Possible to calculate MD5 (or other) hash with buffered reads?

I need to calculate checksums of quite large files (gigabytes). This can be accomplished using the following method:

    private byte[] calcHash(string file)
    {
        System.Security.Cryptography.HashAlgorithm ha = System.Security.Cryptography.MD5.Create();
        FileStream fs = new FileStream(file, FileMode.Open, FileAccess.Read);
        byte[] hash = ha.ComputeHash(fs);
        fs.Close();
        return hash;
    }

However, the files are normally written just beforehand in a buffered manner (say writing 32mb's at a time). I am so convinced that I saw an override of a hash function that allowed me to calculate a MD5 (or other) hash at the same time as writing, ie: calculating the hash of one buffer, then feeding that resulting hash into the next iteration.

Something like this: (pseudocode-ish)

byte [] hash = new byte [] { 0,0,0,0,0,0,0,0 };
while(!eof)
{
   buffer = readFromSourceFile();
   writefile(buffer);
   hash = calchash(buffer, hash);
}

hash is now sililar to what would be accomplished by running the calcHash function on the entire file.

Now, I can't find any overrides like that in the.Net 3.5 Framework, am I dreaming ? Has it never existed, or am I just lousy at searching ? The reason for doing both writing and checksum calculation at once is because it makes sense due to the large files.


Solution 1:

You use the TransformBlock and TransformFinalBlock methods to process the data in chunks.

// Init
MD5 md5 = MD5.Create();
int offset = 0;

// For each block:
offset += md5.TransformBlock(block, 0, block.Length, block, 0);

// For last block:
md5.TransformFinalBlock(block, 0, block.Length);

// Get the has code
byte[] hash = md5.Hash;

Note: It works (at least with the MD5 provider) to send all blocks to TransformBlock and then send an empty block to TransformFinalBlock to finalise the process.

Solution 2:

I like the answer above but for the sake of completeness, and being a more general solution, refer to the CryptoStream class. If you are already handling streams, it is easy to wrap your stream in a CryptoStream, passing a HashAlgorithm as the ICryptoTransform parameter.

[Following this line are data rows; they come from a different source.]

PR #789, opened 2026-04-09
Add bookmark collection sync wrapper

AhmedNMahran:
## Summary
Add a thin Mobile Sync collection wrapper only.

## Scope
- add `MobileSyncSupport`
- add `BookmarkCollectionService`
- wire it through `AppDependencies` / `Container` under `QURAN_SYNC`

## Out of scope
- no highlights UI
- no ayah menu changes
- no Quran page rendering changes
- no note/highlight behavior changes

## Notes
This keeps the new sync integration isolated from older modules and avoids mixing data and UI in the same PR.

### DIFF
--- a/Example/QuranEngineApp/Classes/Container.swift
+++ b/Example/QuranEngineApp/Classes/Container.swift
@@ -47,6 +47,10 @@ class Container: AppDependencies {
     }()
 
     private(set) lazy var notePersistence: NotePersistence = CoreDataNotePersistence(stack: coreDataStack)
+    #if QURAN_SYNC
+        private(set) lazy var syncService: SyncService? = mobileSyncServices?.syncService
+    #endif
+
     private(set) lazy var authenticationClient: (any AuthenticationClient)? = {
         #if QURAN_SYNC
             if let authService = mobileSyncServices?.authService {
--- a/Features/AppDependencies/AppDependencies.swift
+++ b/Features/AppDependencies/AppDependencies.swift
@@ -11,6 +11,10 @@ import AuthenticationClient
 import BatchDownloader
 import Foundation
 import LastPagePersistence
+#if QURAN_SYNC
+    import MobileSync
+    import MobileSyncSupport
+#endif
 import NotePersistence
 import PageBookmarkPersistence
 import QuranResources
@@ -38,6 +42,11 @@ public protocol AppDependencies {
     var notePersistence: NotePersistence { get }
     var pageBookmarkPersistence: PageBookmarkPersistence { get }
 
+    #if QURAN_SYNC
+        var syncService: SyncService? { get }
+        var bookmarkCollectionService: BookmarkCollectionService? { get }
+    #endif
+
     var authenticationClient: (any AuthenticationClient)? { get }
 }
 
@@ -50,6 +59,13 @@ extension AppDependencies {
             quranFileURL: quranUthmaniV2Database
         )
     }
+
+    #if QURAN_SYNC
+        public var bookmarkCollectionService: BookmarkCollectionService? {
+            syncService.map { BookmarkCollectionService(syncService: $0) }
+        }
+
+    #endif
 
     public func noteService() -> NoteService {
         NoteService(
--- a/Data/MobileSyncSupport/Sources/BookmarkCollectionService.swift
+++ b/Data/MobileSyncSupport/Sources/BookmarkCollectionService.swift
@@ -1,0 +1,54 @@
+//
+//  BookmarkCollectionService.swift
+//
+//
+//  Created by Ahmed Nabil on 2026-04-22.
+//
+
+#if QURAN_SYNC
+    import Foundation
+    import MobileSync
+    import QuranKit
+
+    public struct BookmarkCollectionService {
+        // MARK: Lifecycle
+
+        public init(syncService: SyncService) {
+            self.syncService = syncService
+        }
+
+        // MARK: Public
+
+        public func createCollection(named name: String) async throws {
+            try await syncService.createCollection(named: name)
+        }
+
+        @discardableResult
+        public func addAyahBookmark(_ ayah: AyahNumber, toCollectionLocalId collectionLocalId: String) async throws -> Bookmark {
+            let bookmark = try await syncService.addAyahBookmark(
+                sura: Int32(ayah.sura.suraNumber),
+                ayah: Int32(ayah.ayah)
+            )
+            try await addBookmark(bookmark, toCollectionLocalId: collectionLocalId)
+            return bookmark
+        }
+
+        public func addBookmark(_ bookmark: Bookmark, toCollectionLocalId collectionLocalId: String) async throws {
+            try await syncService.addBookmarkToCollection(
+                collectionLocalId: collectionLocalId,
+                bookmark: bookmark
+            )
+        }
+
+        public func removeBookmark(_ bookmark: Bookmark, fromCollectionLocalId collectionLocalId: String) async throws {
+            try await syncService.removeBookmarkFromCollection(
+                collectionLocalId: collectionLocalId,
+                bookmark: bookmark
+            )
+        }
+
+        // MARK: Private
+
+        private let syncService: SyncService
+    }
+#endif
--- a/Package.swift
+++ b/Package.swift
@@ -229,6 +229,11 @@ private func dataTargets() -> [[Target]] {
             "AsyncUtilitiesForTesting",
         ]),
 
+        target(type, name: "MobileSyncSupport", hasTests: false, dependencies: [
+            "QuranKit",
+            .product(name: "MobileSync", package: "mobile-sync-spm"),
+        ]),
+
         // MARK: - Core Data
 
         target(type, name: "LastPagePersistence", dependencies: [
@@ -538,6 +543,8 @@ private func featuresTargets() -> [[Target]] {
             "ReadingService",
             "QuranResources",
             "AuthenticationClient",
+            "MobileSyncSupport",
+            .product(name: "MobileSync", package: "mobile-sync-spm"),
         ]),
 
         target(type, name: "FeaturesSupport", hasTests: false, dependencies: [


AhmedNMahran:
@mohamede1945 
I split this into 3 stacked PRs to keep review scope tighter:

1. PR 1: data/behavior foundation
   - separates highlights from notes
   - adds the sync-backed highlight path
   - highest-risk behavioral change

2. PR 2: Bookmarks feature UI
   - adds Highlights entry + list/detail screens
   - easier to review once the backend shape is settled

3. PR 3: presentation polish
   - shared UI components, spacing/alignment, note/highlight presentation
   - intended to be mostly visual / low-risk on top of the earlier behavior changes

This kept the risky data-model change separate from the feature UI and from the final polish pass.

Core/Localization/Resources/ar.lproj/Localizable.strings
mohamede1945, line 1: I don't think we should modify existing localization to repurpose it.

1. This doesn't update all translations we have
2. We should be running the new screens along side the existing screens and control which ones to show based on QURAN_SYNC flag

Data/HighlightPersistence/Sources/HighlightPersistence.swift
mohamede1945, line 1: 1. We need AyahCollectionPersistence rather than HighlightPersistence. 
2. HighlightPersistence can wrap AyahCollectionPersistence, though I wouldn't do that. I would not have HighlightPersistence at all, this can just be a feature detail that certain named collections will be colored rather than persistence given persistence and data model doesn't support the coloring.

Data/HighlightPersistence/Sources/MobileSyncHighlightPersistence.swift
```diff
@@ -0,0 +1,213 @@
...
+                }
+            } catch {
+                // Ignore sync errors in UI observation.
+            }
+        }
+
+        return subject
+            .handleEvents(receiveCancel: { task.cancel() })
+            .eraseToAnyPublisher()
+    }
```
mohamede1945: No need convert async sequence to publisher, that was the old code, now we can use async sequence directly when needed

Data/HighlightPersistence/Sources/MobileSyncHighlightPersistence.swift
```diff
@@ -0,0 +1,213 @@
...
+private extension QuranAnnotations.Note.Color {
+    static let syncedHighlightColors: [Self] = [.red, .green, .blue, .yellow, .purple]
+
+    init?(highlightCollectionName: String) {
+        switch highlightCollectionName.lowercased() {
+        case "red": self = .red
+        case "green": self = .green
+        case "blue": self = .blue
+        case "yellow": self = .yellow
+        case "purple": self = .purple
```
mohamede1945: I think the names here might not be accurate. Could you verify with the backend please? I think they have "ios" in the names.

Data/HighlightPersistence/Sources/PreferencesHighlightPersistence.swift
mohamede1945, line 1: What is this? I don't understand? Why would we save highlights as user defaults?

Domain/AnnotationsService/Sources/HighlightService.swift
```diff
@@ -0,0 +1,139 @@
...
+
+    // MARK: Public
+
+    public func color(from notes: [Note]) -> Note.Color {
+        notes.max { $0.modifiedDate < $1.modifiedDate }?.color ?? lastUsedHighlightColor
+    }
+
+    public func highlights(quran: Quran) -> AnyPublisher<[Note], Never> {
+        Task {
+            try? await migrateLegacyHighlightsIfNeeded()
```
mohamede1945: We've discussed this before, we shouldn't add migration now, this is complex feature and requirements can change and data model can change and we haven't finalized the requirements nor the impl yet so migration should be the last step

Domain/AnnotationsService/Sources/HighlightService.swift
```diff
@@ -0,0 +1,139 @@
+import Analytics
+import Combine
+import Foundation
+import HighlightPersistence
+import NotePersistence
+import Preferences
+import QuranAnnotations
+import QuranKit
+
+public struct HighlightService {
```
mohamede1945: I don't think we need this service for highlights, let's add it only if we are removing duplicate code in the UI PRs otherwise the logic can simply live in the view model

Domain/AnnotationsService/Sources/NoteService.swift
```diff
@@ -11,7 +11,6 @@ import Combine
 import Foundation
```
mohamede1945, line 11: Please keep the existing logic we shouldn't simply remove it, we need to maintain the existing behavior while keeping new behavior behind QURAN_SYNC

UI/NoorUI/Features/Note/HighlightPaletteIcon.swift
```diff
@@ -0,0 +1,41 @@
+import QuranAnnotations
+import SwiftUI
+import UIx
+
+public struct HighlightPaletteIcon: View {
```
mohamede1945: These are UI changes not data persistence. There are other UI changes too in this PR

UI/NoorUI/Features/Note/NoteEditorView.swift
```diff
@@ -23,18 +23,8 @@ public struct NoteEditorView: View {
 
     public var body: some View {
         VStack {
```
mohamede1945, line 25: As I mentioned before, we can't simply update existing functionality, we need to gate the changes behind QURAN_SYNC.

mohamede1945 (changes requested):
Thanks a lot for the PR. A couple of general comments:

1. I'm seeing UI changes in this PR, even though it's described as data layer changes only PR

2. All UI changes should be gated behind `QURAN_SYNC`. We need to be able to ship to the App Store without any sync-related code enabled. This also applies to localization too, create new strings rather than modify existing localizations

3. We shouldn't introduce new data-layer logic for new features (e.g., highlight) here. Most of that logic should exist in Kotlin. Adding data-layer logic makes sense only when adapting existing features to current protocols, not for new functionality like ayah collections

4. As discussed before, let's avoid adding migration code at this stage. Migration should come last, once everything is fully landed and we've aligned on the final UX and data impl.

AhmedNMahran:
> Thanks a lot for the PR. A couple of general comments:
> 
> 1. I'm seeing UI changes in this PR, even though it's described as data layer changes only PR
> 2. All UI changes should be gated behind `QURAN_SYNC`. We need to be able to ship to the App Store without any sync-related code enabled. This also applies to localization too, create new strings rather than modify existing localizations
> 3. We shouldn't introduce new data-layer logic for new features (e.g., highlight) here. Most of that logic should exist in Kotlin. Adding data-layer logic makes sense only when adapting existing features to current protocols, not for new functionality like ayah collections
> 4. As discussed before, let's avoid adding migration code at this stage. Migration should come last, once everything is fully landed and we've aligned on the final UX and data impl.

Thanks @mohamede1945 for the comments.
The points you mentioned are fair, I'll check the code again, regarding the collection names I need to check with BE the names whether they come directly from BE or I set locally and it appear there once synced.

Features/AppDependencies/AppDependencies.swift
mohamede1945, line 1: 1. I don't think we should have the new highlights code in the dependency injection file.
2. I also don't think we should mix the existing notes and highlights data service with the new ayah collection and bookmarking.

What I would do is:

1. Create a BookmarkCollection service that does CRUD operation on collections and ayah bookmarking. This shouldn't know anything about highlights or colors.
2. Add some helper methods for retreiving the colors collections to be used by the UI.
3. Integrate BookmarkCollection service into the UI with `#if QURAN_SYNC` checks. 

We can do something similar for the "new" Notes service. Probably name it differently like NotesSyncService or something and that shouldn't have anything to do with the existing NotesService powered by CoreData.

mohamede1945 (changes requested):

Domain/AnnotationsService/Sources/BookmarkCollectionService.swift
```diff
@@ -0,0 +1,90 @@
...
+                        for try await collections in syncService.collectionsWithBookmarksSequence() {
+                            continuation.yield(collections)
+                        }
+                        continuation.finish()
+                    } catch {
+                        continuation.finish()
+                    }
+                }
+                continuation.onTermination = { _ in task.cancel() }
+            }
```
mohamede1945: I think we can simply do `syncService.collectionsWithBookmarksSequence`

Domain/AnnotationsService/Sources/BookmarkCollectionService.swift
```diff
@@ -0,0 +1,90 @@
...
+        }
+
+        public func createCollection(named name: String) async throws {
+            try await syncService.createCollection(named: name)
+        }
+
+        public func addBookmark(sura: Int, ayah: Int, toCollectionLocalId localId: String) async throws {
```
mohamede1945: Instead of separate sura and ayah, let's use AyahNumber please.

Domain/AnnotationsService/Sources/BookmarkCollectionService.swift
```diff
@@ -0,0 +1,90 @@
...
+
+            for case let bookmark as CollectionBookmark.AyahBookmark in collection.bookmarks
+                where Int(bookmark.sura) == sura && Int(bookmark.ayah) == ayah
+            {
+                try await syncService.removeBookmarkFromCollection(
+                    collectionLocalId: localId,
+                    bookmark: bookmark.bookmark
+                )
+            }
+        }
```
mohamede1945: Let's not have this custom logic. UI should have a reference to a bookmark that can be passed and deleted directly. 

We can then remove snapshot() and BookmarkCollectionError unused code. Making BookmarkCollectionService just a wrapper for collections data model from mobile sync

Domain/AnnotationsService/Sources/NoteService.swift
```diff
@@ -57,6 +57,10 @@ public struct NoteService {
         _ = try await persistence.removeNotes(with: verses)
     }
 
+    public func removeHighlights(with verses: [AyahNumber]) async throws {
+        try await removeNotes(with: verses)
+    }
```
mohamede1945: I don't think we need this

Domain/AnnotationsService/Sources/QuranHighlightsSyncService.swift
```diff
@@ -0,0 +1,156 @@
+//
+//  QuranHighlightsSyncService.swift
```
mohamede1945: I don't think we need this service at all as I mentioned in my previous review. Please let me know if my reasoning is not clear.

Basically, highlights is just ayah bookmarking to a special named collections. There is no service or data layer logic to highlighting at all. It's a UI presentation thing. The whole concept of highlighting probably shouldn't be part of any services.

The only thing that I would extract out into a utility is the color mapping that's the collection name into a color is probably worth having it as a utility somewhere to be used by different UI

Features/AyahMenuFeature/AyahMenuBuilder+Sync.swift
mohamede1945, line 1: nit: Doesn't seem we need this file, the code can be inlined like we have for the non-sync situation or placed in the AyahMenuBuilder.swift file directly

Features/QuranContentFeature/ContentBuilder+Sync.swift
```diff
@@ -0,0 +1,31 @@
...
+
+import AnnotationsService
+import QuranImageFeature
+import QuranKit
+import QuranTranslationFeature
+import ReadingService
+
+extension ContentBuilder {
+    #if QURAN_SYNC
+        func makeSyncInteractorDeps(
```
mohamede1945: Same here, we probably either inline the code where it's used or put that code in ContentBuilder.swift file directly

Features/QuranContentFeature/ContentViewController.swift
```diff
@@ -86,6 +93,18 @@ public final class ContentViewController: UIViewController, UIGestureRecognizerD
...
+        #if QURAN_SYNC
+            syncHighlightsTask?.cancel()
+            syncHighlightsTask = Task { [weak self] in
+                guard let self else {
+                    return
+                }
+                await viewModel.observeSyncHighlightsIfNeeded()
+            }
+        #endif
+    }
```
mohamede1945: Let's not do this here, let's do this in the PagesView this way we don't have to manage the Task and the SwiftUI will manage it for us

Features/QuranViewFeature/QuranBuilder+Sync.swift
```diff
@@ -0,0 +1,43 @@
...
+import QuranContentFeature
+import QuranKit
+import ReadingService
+import TranslationsFeature
+import TranslationVerseFeature
+import WordPointerFeature
+
+extension QuranBuilder {
+    #if QURAN_SYNC
+        func makeSyncInteractorDeps(
```
mohamede1945: Same here too please inline or move it to the original file

Features/QuranViewFeature/QuranInteractor.swift
```diff
@@ -364,7 +367,14 @@ final class QuranInteractor: WordPointerListener, ContentListener, NoteEditorLis
...
         do {
-            try await deps.noteService.removeNotes(with: verses)
+            if notes.contains(where: { !($0.note ?? "").isEmpty }) {
+                try await deps.noteService.removeNotes(with: verses)
+            } else {
+                try await deps.noteService.removeHighlights(with: verses)
+                #if QURAN_SYNC
+                    try? await deps.highlightsSyncService?.removeHighlights(verses: verses)
+                #endif
+            }
```
mohamede1945: I don't think we should do this.

1. First this is UI thing and not data changes, there are few UI changes across the PR too
2. This is mixing notes and highlights, this is where I mentioned we need to really differentiate between them deleting a note in the old code meant delete note and associated highlights while in the new world, deleting a note doesn't necessitate we would delete a highlight. So basically we need different callbacks for these, like when we are in the old legacy core data, we have a deleteNoteAndHighlight and in the new world we have deleteNote and deleteHighlight so they are basically separate buttons doing separate actions
3. I don't think we should check whether the note exists in the core data stack to then decide we need to delete from the sync code

AhmedNMahran:
@mohamede1945 
I restacked this PR to keep it data-only.

What remains here is only the thin sync adapter layer:
- `MobileSyncSupport`
- `BookmarkCollectionService`
- `QURAN_SYNC` wiring in dependencies/container

I also moved the sync wrapper out of older modules so the new sync world is isolated instead of being folded into existing annotation/domain code.

All highlights UI/behavior was moved out to the next PR.

Example/QuranEngineApp/Classes/Container.swift
```diff
@@ -47,6 +47,10 @@ class Container: AppDependencies {
     }()
 
     private(set) lazy var notePersistence: NotePersistence = CoreDataNotePersistence(stack: coreDataStack)
+    #if QURAN_SYNC
+        private(set) lazy var syncService: SyncService? = mobileSyncServices?.syncService
+    #endif
+
```
mohamede1945, line 53: unused

mohamede1945 (approved):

var file = new FileStream("foo.txt", FileMode.Open, FileAccess.Write);
var md5 = MD5.Create();
var cs = new CryptoStream(file, md5, CryptoStreamMode.Write);
while (notDoneYet)
{
    buffer = Get32MB();
    cs.Write(buffer, 0, buffer.Length);
}
System.Console.WriteLine(BitConverter.ToString(md5.Hash));

You might have to close the stream before getting the hash (so the HashAlgorithm knows it's done).